## WHAT TO DO
Up to and including the line with "- Navigate to", copy the records below exactly from their first line.

(Saved entries)
--- START ---
PR #14805, opened 2025-03-26
DPMMA-1850 Fix boolean Field default value

patrykgruszka:

## Description
This PR addresses an issue with the creation of boolean type fields in Mautic. Previously, when a boolean field was created with the default value set to "No," it was not stored in the database. As a result, the default value was an empty string, which led to incorrect mapping of false values when importing contacts or creating contacts through forms.

**Changes Made:**
- Ensure that the default value "No" for boolean fields is correctly stored as `0` in the database.

**Impact:**
- This fix ensures that boolean fields with a default value of "No" are correctly initialized, preventing issues with contact imports and form submissions where false values are not mapped correctly.

image

---
### 📋 Steps to test this PR:

2. **Create a new custom field:**
   - Navigate to the custom fields section in Mautic.
   - Create a new field, select the type as boolean, and leave the default value as "No."

3. **Import a contact or submit a form:**
   - Import a contact or submit a form that will create a new contact.
   - Ensure that the custom boolean field is not included in the form or import process.

4. **Verify the default value:**
   - Go to the contact view in Mautic.
   - Check that the default value for the boolean field is set to "No" (stored as `0` in the database).

### DIFF
--- a/app/bundles/LeadBundle/Form/Type/FieldType.php
+++ b/app/bundles/LeadBundle/Form/Type/FieldType.php
@@ -209,8 +209,7 @@ class FieldType extends AbstractType
                 'attr'        => ['class' => 'form-control'],
                 'required'    => false,
                 'mapped'      => false,
-                'data'        => '',
-                'placeholder' => ' x ',
+                'data'        => 0,
             ]
         );
 
--- a/app/bundles/LeadBundle/Tests/Controller/FieldFunctionalTest.php
+++ b/app/bundles/LeadBundle/Tests/Controller/FieldFunctionalTest.php
@@ -159,6 +159,21 @@ class FieldFunctionalTest extends MauticMysqlTestCase
         ];
     }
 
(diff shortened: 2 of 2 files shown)


Bastian2718 (approved):
Looks good, in database there is a 0 for each Contact too.

escopecz (approved):
While reviewing and testing this I noticed that the NULL option was removed somewhere between M4 and M5. This is how the boolean field used to look like:
Screenshot 2025-04-14 at 14 28 15
Notice it had 3 options. Now it looks like this:
Screenshot 2025-04-14 at 14 28 32
This is certainly a BC break that we've missed. @andersonjeccel is that something we can bring back?

In the mean time, yes, this PR works.

andersonjeccel:
Hm, I'm afraid the toggle was designed in a way that doesn't support a third value, even if empty (considering how to visually present this to the user)

We already released a version including this BC break, is there much we can do now? _(e.g. is it worth it tweaking the code instead of maybe adding a message on release notes?)_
--- END ---
## OUTPUT
PR #14805, opened 2025-03-26
DPMMA-1850 Fix boolean Field default value

patrykgruszka:

## Description
This PR addresses an issue with the creation of boolean type fields in Mautic. Previously, when a boolean field was created with the default value set to "No," it was not stored in the database. As a result, the default value was an empty string, which led to incorrect mapping of false values when importing contacts or creating contacts through forms.

**Changes Made:**
- Ensure that the default value "No" for boolean fields is correctly stored as `0` in the database.

**Impact:**
- This fix ensures that boolean fields with a default value of "No" are correctly initialized, preventing issues with contact imports and form submissions where false values are not mapped correctly.

image

---
### 📋 Steps to test this PR:

2. **Create a new custom field:**
   - Navigate to the custom fields section in Mautic.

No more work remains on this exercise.